On Thu, Aug 29, 2013 at 3:04 AM, Richard Biener
<richard.guenther@gmail.com> wrote:
>>>> New patch below that removes this global variable, and also outputs
>>>> the node->symbol.order (in square brackets after the function name so
>>>> as to not clutter it). Inline messages with profile data look look:
>>>>
>>>> test.c:8:3: note: foobar [0] (99999000) inlined into foo [2] (1000)
>>>> with call count 99999000 (via inline instance bar [3] (99999000))
>>>
>>> Ick.  This looks both redundant and cluttered.  This is supposed to be
>>> understandable by GCC users, not only GCC developers.
>>
>> The main part that is only useful/understandable to gcc developers is
>> the node->symbol.order in square brackes, requested by Martin. One
>> possibility is that I could put that part under a param, disabled by
>> default. We have something similar on the google branches that emits
>> LIPO module info in the message, enabled via a param.
>
> But we have _dump files_ for that.  That's the developer-consumed
> form of opt-info.  -fopt-info is purely user sugar and for usual translation
> units it shouldn't exceed a single terminal full of output.
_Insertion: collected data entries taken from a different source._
PR #457, opened 2023-02-03
lower required version of node

eric-gunther:
Customer running into a problem with our component library requiring node >= 16. The dev doing the work was able to install locally but not in the container for the test env they are setting up. They are running node 12.22. They could potentially upgrade but I'm not sure it's really necessary.


luthfib:
We need a changset

luthfib (approved):

pmadria3 (approved):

But as a developer I don't want to have to parse lots of dump files
for a summary of the major optimizations performed (e.g. inlining,
unrolling) for an application, unless I am diving into the reasons for
why or why not one of those optimizations occurred in a particular
location. I really do want a summary emitted to stderr so that it is
easily searchable/summarizable for the app as a whole.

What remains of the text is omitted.